» Activity:
Below are records. Copy every line with "andy" in it.

» Supplied records:

-*-

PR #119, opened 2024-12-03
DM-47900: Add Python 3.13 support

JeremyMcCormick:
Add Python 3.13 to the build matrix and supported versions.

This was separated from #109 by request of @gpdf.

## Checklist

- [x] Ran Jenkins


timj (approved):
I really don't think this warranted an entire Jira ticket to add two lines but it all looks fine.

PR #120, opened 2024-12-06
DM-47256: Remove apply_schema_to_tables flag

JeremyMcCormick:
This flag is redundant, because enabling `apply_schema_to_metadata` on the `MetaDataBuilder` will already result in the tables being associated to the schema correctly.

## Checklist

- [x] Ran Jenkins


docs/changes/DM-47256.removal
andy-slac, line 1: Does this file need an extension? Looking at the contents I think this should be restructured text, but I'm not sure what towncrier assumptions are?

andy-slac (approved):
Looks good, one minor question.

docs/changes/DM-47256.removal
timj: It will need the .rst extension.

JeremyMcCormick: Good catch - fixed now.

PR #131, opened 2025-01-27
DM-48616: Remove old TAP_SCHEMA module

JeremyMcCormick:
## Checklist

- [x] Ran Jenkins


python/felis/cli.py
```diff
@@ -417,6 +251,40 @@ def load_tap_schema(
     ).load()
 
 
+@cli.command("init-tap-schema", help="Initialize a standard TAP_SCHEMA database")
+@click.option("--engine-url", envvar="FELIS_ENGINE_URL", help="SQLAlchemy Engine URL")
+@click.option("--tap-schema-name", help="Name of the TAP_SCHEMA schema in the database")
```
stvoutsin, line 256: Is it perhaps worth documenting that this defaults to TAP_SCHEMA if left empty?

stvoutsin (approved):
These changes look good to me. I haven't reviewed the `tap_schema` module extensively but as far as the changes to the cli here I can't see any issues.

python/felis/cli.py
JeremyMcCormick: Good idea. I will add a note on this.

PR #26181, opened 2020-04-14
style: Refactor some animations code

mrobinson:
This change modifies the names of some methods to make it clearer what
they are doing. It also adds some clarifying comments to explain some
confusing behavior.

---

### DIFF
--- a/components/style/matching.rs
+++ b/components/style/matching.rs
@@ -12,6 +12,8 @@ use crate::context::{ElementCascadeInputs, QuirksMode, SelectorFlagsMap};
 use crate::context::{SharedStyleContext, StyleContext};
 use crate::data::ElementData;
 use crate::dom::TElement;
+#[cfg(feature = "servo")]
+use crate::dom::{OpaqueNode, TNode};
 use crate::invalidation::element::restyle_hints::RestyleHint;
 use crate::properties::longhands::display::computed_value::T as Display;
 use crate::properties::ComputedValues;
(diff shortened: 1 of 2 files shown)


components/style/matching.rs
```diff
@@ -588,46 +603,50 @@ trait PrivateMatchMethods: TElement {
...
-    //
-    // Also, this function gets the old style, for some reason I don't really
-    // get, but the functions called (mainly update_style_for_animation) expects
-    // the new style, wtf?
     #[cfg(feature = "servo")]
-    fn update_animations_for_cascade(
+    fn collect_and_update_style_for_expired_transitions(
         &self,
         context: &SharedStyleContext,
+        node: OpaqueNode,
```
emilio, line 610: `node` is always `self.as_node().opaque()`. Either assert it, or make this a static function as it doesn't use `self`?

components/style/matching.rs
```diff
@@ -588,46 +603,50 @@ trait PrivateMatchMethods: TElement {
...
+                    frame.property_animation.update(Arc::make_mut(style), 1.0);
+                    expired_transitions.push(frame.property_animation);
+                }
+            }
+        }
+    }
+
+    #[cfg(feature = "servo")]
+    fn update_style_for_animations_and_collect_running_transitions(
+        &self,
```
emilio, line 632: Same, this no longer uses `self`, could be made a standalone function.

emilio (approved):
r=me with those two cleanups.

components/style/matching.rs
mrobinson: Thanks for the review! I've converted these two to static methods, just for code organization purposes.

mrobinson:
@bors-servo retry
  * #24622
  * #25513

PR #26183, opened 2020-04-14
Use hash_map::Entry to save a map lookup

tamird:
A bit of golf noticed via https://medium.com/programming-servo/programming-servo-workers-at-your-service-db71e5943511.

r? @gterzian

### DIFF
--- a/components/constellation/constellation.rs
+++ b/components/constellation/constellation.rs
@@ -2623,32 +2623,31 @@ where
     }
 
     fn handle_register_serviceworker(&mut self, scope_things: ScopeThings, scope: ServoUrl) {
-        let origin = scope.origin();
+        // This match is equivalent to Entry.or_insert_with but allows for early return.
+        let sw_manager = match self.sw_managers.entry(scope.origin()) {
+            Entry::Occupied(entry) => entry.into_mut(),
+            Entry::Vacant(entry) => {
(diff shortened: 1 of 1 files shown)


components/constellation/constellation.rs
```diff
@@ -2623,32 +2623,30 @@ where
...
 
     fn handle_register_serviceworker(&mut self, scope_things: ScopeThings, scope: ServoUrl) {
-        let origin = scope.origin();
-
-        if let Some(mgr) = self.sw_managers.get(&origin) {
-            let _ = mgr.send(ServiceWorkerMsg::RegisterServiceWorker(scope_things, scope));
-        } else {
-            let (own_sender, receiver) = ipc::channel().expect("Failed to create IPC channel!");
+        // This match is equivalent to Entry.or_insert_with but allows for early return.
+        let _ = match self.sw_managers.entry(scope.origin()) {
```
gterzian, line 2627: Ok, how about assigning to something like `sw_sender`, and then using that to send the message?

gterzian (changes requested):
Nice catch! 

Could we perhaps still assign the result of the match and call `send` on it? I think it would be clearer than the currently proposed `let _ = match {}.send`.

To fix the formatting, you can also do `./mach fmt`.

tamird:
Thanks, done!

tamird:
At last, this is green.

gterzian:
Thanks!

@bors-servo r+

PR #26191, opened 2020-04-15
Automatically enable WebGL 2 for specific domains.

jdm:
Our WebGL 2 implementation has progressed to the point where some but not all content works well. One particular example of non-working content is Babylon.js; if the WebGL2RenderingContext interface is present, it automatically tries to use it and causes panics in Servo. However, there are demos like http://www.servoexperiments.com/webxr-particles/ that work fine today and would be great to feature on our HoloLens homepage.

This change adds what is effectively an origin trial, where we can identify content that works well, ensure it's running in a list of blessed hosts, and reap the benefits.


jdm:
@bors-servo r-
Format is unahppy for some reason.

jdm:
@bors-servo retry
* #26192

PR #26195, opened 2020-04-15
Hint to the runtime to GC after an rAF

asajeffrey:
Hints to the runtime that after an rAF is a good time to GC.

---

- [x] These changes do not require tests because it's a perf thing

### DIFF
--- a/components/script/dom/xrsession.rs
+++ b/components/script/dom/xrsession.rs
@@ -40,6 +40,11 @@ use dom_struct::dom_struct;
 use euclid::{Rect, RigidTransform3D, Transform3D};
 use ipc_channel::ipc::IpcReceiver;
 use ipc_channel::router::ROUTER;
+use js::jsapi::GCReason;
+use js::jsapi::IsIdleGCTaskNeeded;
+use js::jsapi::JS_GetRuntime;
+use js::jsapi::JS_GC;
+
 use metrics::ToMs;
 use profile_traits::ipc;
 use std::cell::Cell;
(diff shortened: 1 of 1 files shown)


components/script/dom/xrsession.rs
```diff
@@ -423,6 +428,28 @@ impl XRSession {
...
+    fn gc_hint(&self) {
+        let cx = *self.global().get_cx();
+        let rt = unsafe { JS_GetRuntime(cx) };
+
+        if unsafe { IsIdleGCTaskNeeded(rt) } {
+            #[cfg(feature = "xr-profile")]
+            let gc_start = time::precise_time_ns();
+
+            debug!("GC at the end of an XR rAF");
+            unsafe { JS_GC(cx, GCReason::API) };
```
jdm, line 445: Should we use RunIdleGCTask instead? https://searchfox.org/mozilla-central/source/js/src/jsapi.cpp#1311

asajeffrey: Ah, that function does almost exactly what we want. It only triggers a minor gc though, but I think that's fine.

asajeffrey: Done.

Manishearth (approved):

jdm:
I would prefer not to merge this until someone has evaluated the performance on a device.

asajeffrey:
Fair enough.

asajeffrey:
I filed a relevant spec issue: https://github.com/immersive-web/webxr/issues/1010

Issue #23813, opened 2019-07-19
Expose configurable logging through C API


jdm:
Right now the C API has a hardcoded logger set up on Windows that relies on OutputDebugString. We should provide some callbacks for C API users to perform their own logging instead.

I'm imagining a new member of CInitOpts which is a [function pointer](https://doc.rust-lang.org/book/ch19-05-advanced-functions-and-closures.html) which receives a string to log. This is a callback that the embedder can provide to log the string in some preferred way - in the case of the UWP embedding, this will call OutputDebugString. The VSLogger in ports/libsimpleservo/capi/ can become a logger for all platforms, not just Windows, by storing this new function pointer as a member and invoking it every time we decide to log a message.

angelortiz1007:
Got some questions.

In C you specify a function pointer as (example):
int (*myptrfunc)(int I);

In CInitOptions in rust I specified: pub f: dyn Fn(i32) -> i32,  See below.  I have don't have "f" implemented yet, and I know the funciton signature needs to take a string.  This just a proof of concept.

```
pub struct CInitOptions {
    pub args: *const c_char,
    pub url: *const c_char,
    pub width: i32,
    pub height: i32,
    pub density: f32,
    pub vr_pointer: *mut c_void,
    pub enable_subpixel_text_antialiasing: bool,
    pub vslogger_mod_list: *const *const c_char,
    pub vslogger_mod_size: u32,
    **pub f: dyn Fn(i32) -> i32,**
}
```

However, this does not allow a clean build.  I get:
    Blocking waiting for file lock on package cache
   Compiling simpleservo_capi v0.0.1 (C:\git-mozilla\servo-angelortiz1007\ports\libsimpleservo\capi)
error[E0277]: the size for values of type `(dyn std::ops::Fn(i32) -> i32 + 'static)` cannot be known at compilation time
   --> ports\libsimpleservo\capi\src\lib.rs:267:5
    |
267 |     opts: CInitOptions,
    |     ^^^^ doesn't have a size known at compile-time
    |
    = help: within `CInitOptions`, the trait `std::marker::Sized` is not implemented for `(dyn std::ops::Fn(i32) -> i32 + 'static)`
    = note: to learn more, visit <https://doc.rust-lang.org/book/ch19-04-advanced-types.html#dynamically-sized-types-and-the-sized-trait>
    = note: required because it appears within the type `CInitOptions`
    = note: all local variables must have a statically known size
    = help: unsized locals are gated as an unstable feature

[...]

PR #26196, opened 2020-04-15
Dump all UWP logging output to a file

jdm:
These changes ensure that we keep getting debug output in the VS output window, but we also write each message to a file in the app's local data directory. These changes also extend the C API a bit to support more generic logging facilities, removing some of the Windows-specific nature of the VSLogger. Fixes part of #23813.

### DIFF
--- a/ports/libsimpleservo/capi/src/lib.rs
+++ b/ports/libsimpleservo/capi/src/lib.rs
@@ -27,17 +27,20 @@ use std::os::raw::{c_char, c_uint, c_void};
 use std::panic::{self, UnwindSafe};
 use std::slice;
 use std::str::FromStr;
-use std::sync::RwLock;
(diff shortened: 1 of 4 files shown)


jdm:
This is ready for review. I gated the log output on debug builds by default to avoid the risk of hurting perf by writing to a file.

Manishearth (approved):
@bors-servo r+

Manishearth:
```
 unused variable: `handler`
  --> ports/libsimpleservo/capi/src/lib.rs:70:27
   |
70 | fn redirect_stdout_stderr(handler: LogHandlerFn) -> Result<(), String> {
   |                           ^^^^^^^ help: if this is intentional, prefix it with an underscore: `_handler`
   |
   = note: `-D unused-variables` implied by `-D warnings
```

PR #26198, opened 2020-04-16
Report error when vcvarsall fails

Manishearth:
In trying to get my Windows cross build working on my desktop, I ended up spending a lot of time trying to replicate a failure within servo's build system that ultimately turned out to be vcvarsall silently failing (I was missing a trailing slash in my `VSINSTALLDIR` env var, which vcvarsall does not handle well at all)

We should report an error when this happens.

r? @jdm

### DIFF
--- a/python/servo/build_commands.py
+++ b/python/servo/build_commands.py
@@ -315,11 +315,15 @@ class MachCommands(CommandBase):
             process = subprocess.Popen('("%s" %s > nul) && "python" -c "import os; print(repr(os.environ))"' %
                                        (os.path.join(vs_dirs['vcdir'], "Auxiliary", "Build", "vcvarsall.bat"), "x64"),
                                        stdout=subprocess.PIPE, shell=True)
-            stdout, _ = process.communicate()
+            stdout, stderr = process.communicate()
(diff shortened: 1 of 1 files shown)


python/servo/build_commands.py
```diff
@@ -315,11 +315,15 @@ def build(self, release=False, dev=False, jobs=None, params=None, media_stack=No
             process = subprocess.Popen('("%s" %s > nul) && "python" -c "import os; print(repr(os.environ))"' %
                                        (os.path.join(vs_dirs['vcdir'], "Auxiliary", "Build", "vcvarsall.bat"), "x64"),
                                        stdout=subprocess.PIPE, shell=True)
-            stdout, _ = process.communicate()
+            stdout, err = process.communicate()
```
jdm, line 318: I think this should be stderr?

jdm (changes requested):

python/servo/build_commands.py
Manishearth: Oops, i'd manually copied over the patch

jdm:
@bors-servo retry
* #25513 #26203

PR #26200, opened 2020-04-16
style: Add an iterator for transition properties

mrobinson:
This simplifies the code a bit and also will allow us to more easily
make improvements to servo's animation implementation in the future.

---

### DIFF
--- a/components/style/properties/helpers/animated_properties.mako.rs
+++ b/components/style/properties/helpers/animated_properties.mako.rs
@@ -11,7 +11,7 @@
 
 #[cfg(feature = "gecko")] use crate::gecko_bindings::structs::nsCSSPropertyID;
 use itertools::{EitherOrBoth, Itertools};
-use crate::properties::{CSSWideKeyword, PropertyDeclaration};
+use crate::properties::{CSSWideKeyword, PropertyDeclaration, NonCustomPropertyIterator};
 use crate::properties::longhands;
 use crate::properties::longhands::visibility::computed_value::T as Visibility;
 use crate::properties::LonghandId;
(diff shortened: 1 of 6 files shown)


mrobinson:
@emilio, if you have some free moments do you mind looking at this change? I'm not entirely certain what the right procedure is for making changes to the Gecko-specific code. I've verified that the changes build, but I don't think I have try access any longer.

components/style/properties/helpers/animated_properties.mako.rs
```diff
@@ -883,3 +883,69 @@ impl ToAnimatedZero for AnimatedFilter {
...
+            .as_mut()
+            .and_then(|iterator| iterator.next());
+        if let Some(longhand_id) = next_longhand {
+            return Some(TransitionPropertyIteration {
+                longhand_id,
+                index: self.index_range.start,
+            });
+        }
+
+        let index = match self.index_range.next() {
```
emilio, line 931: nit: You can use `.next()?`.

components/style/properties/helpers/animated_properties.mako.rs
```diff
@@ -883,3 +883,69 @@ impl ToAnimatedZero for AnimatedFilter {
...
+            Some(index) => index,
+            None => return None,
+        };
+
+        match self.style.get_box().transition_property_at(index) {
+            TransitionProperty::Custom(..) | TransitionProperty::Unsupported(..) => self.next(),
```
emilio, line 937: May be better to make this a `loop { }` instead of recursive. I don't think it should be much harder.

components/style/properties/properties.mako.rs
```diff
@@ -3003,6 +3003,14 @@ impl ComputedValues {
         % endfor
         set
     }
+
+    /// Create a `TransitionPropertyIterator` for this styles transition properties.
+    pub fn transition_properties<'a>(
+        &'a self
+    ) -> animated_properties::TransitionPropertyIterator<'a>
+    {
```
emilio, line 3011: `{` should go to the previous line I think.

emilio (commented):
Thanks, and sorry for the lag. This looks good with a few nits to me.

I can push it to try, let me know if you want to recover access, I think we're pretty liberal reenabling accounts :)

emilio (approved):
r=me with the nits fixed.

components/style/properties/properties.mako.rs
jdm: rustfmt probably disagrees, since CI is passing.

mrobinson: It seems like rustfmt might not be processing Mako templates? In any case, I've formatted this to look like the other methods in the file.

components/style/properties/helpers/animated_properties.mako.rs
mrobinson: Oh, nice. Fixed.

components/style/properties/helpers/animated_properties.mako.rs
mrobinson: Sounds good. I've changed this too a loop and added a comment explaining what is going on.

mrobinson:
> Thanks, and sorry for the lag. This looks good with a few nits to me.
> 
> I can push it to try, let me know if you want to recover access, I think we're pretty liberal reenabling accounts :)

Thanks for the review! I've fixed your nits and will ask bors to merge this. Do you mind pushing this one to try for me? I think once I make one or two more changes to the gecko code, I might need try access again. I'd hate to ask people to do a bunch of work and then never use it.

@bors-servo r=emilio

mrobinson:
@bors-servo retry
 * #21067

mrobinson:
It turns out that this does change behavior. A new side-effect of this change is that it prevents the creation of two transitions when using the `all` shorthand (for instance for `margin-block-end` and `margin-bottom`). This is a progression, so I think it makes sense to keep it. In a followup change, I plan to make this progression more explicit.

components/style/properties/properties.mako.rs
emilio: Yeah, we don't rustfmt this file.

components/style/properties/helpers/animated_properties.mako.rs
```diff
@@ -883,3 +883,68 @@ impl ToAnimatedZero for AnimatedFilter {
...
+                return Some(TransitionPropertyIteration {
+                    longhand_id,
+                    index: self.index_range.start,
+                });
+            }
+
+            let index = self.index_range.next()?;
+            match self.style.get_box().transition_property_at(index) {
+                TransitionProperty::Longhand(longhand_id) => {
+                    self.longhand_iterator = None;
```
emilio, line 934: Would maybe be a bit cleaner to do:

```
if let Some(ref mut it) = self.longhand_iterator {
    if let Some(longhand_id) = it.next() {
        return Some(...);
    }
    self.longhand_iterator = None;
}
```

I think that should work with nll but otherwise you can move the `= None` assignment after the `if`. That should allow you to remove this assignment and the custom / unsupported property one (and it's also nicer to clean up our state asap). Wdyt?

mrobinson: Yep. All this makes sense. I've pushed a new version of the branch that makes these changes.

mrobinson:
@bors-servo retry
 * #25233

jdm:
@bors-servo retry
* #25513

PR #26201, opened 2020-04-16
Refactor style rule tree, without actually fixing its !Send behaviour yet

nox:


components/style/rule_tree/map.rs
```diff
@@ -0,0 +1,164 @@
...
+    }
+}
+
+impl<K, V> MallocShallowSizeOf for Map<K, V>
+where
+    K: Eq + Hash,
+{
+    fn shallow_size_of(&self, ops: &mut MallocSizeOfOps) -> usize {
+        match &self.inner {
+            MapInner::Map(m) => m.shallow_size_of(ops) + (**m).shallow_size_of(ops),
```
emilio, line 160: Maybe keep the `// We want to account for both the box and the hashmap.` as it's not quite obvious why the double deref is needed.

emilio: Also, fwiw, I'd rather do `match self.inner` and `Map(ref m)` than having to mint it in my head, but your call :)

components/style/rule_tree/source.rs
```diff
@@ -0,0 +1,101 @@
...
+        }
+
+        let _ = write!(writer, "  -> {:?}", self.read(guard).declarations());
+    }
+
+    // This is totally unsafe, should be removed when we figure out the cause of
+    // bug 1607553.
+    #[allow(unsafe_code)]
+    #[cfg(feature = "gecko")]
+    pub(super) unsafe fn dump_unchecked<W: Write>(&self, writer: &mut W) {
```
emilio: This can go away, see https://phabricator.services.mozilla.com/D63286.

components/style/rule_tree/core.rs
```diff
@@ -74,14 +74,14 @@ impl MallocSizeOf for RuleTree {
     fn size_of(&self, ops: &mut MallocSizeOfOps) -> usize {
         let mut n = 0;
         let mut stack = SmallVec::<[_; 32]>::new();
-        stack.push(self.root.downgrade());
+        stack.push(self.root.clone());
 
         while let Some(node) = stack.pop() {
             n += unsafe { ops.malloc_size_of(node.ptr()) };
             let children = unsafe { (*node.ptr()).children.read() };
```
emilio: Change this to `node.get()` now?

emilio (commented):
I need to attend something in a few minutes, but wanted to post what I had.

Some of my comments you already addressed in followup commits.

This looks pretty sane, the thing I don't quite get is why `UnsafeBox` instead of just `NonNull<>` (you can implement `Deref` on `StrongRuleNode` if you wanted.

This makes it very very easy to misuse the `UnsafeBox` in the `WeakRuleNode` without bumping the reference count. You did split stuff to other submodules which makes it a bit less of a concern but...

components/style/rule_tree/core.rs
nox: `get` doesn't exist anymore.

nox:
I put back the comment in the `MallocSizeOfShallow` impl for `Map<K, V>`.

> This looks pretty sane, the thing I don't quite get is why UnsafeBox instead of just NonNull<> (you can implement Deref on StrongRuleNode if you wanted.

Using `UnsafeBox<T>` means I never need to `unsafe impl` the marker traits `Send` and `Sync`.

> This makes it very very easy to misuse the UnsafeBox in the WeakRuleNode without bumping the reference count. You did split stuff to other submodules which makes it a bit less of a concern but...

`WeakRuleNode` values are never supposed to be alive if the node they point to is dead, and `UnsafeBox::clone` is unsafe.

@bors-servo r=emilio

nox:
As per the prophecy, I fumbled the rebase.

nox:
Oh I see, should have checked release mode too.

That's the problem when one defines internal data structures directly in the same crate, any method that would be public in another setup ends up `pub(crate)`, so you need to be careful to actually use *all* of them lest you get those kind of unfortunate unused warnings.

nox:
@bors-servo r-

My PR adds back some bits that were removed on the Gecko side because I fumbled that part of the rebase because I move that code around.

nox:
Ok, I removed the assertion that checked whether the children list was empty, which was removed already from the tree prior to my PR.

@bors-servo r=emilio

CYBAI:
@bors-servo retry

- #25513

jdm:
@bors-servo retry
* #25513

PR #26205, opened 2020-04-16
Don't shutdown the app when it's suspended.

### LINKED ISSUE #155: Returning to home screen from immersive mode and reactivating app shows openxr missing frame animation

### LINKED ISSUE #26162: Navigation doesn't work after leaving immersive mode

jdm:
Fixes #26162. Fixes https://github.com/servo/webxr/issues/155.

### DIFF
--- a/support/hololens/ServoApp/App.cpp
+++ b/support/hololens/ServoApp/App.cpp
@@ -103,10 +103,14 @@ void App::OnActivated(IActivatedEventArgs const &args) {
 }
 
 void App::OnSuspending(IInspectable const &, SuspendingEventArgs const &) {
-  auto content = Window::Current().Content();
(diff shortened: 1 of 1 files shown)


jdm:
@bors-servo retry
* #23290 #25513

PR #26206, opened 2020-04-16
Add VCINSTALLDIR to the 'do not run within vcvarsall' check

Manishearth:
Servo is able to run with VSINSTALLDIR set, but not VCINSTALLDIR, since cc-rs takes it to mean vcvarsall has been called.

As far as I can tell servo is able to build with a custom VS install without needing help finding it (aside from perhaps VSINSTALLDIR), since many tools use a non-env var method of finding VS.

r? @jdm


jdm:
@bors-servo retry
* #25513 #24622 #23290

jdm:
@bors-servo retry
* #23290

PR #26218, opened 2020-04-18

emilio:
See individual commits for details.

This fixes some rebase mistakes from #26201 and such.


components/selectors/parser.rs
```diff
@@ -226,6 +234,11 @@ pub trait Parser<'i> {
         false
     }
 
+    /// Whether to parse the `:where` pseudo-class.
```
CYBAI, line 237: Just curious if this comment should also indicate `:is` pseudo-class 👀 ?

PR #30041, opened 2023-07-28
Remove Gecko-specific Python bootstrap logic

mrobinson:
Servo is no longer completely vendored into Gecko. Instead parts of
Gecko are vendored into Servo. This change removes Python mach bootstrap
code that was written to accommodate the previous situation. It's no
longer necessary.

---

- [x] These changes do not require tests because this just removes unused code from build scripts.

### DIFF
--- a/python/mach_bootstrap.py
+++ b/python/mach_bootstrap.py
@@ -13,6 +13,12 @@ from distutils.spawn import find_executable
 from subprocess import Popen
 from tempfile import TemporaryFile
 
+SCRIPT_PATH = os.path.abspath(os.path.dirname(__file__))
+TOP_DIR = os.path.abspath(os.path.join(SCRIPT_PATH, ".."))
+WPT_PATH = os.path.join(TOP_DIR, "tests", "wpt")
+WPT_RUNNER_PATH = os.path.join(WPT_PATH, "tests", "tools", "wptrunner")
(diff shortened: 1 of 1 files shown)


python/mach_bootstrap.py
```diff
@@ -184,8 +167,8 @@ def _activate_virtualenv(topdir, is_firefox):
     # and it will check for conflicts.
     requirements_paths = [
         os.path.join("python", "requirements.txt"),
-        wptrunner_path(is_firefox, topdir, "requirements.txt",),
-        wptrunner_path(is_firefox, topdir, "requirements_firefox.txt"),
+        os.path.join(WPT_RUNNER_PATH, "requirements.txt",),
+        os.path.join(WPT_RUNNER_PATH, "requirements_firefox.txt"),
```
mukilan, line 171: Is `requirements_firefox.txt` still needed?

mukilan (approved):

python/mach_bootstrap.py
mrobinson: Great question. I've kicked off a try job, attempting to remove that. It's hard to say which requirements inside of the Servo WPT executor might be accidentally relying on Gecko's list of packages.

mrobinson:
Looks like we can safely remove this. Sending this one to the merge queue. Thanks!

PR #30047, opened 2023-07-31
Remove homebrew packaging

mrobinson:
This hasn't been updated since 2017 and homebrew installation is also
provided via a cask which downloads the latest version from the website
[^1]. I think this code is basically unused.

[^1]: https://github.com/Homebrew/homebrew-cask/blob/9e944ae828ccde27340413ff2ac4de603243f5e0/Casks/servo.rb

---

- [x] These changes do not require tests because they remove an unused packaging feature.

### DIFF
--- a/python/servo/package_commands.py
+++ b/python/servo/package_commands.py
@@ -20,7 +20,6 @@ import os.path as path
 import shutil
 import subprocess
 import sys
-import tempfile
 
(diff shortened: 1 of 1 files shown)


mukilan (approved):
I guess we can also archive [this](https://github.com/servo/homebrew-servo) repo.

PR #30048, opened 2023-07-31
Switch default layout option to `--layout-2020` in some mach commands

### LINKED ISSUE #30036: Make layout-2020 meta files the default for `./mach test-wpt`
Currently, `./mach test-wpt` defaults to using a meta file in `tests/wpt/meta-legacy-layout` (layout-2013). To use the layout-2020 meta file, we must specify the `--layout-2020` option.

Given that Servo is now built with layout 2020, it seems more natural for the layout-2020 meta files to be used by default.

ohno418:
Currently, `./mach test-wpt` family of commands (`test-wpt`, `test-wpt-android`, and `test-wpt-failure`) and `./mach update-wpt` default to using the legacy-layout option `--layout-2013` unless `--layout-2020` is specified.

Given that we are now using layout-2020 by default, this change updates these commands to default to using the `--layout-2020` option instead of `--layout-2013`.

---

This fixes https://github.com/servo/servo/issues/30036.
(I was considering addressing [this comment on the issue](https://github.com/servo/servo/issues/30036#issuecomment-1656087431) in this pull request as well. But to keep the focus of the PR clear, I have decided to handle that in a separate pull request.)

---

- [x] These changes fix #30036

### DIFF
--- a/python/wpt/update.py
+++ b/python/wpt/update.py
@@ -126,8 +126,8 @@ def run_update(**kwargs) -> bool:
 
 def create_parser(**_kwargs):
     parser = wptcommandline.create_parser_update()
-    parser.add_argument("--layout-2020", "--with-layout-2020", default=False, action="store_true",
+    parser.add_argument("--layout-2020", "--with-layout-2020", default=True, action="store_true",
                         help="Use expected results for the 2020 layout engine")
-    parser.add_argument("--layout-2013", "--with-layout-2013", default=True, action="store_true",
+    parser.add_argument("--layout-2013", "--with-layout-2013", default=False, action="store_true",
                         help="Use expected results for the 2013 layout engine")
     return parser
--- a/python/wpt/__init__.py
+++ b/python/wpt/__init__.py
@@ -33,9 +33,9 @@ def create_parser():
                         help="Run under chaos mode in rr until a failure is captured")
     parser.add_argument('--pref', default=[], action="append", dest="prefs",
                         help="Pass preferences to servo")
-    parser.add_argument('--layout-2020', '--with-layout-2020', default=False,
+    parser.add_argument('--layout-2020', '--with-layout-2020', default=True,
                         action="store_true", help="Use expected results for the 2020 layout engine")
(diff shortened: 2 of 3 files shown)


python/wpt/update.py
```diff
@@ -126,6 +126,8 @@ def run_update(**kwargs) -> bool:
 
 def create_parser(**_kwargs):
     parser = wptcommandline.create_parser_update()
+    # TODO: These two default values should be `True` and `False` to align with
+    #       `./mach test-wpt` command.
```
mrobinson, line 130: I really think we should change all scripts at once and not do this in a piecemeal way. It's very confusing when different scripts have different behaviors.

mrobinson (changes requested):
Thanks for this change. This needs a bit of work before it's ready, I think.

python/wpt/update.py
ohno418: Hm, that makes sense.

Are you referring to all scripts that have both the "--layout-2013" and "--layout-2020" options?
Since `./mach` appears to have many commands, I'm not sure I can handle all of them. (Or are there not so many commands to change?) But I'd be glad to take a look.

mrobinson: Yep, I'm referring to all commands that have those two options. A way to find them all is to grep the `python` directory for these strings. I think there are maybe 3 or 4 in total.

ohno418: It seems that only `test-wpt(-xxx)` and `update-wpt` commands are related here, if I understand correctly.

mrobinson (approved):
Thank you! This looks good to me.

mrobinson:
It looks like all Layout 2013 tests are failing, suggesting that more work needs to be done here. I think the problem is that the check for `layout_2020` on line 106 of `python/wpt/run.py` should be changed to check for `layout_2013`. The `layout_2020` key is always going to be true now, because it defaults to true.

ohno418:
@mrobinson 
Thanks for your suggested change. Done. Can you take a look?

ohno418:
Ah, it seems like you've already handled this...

-*-

» Reply to the exercise:
andy-slac, line 1: Does this file need an extension? Looking at the contents I think this should be restructured text, but I'm not sure what towncrier assumptions are?
andy-slac (approved):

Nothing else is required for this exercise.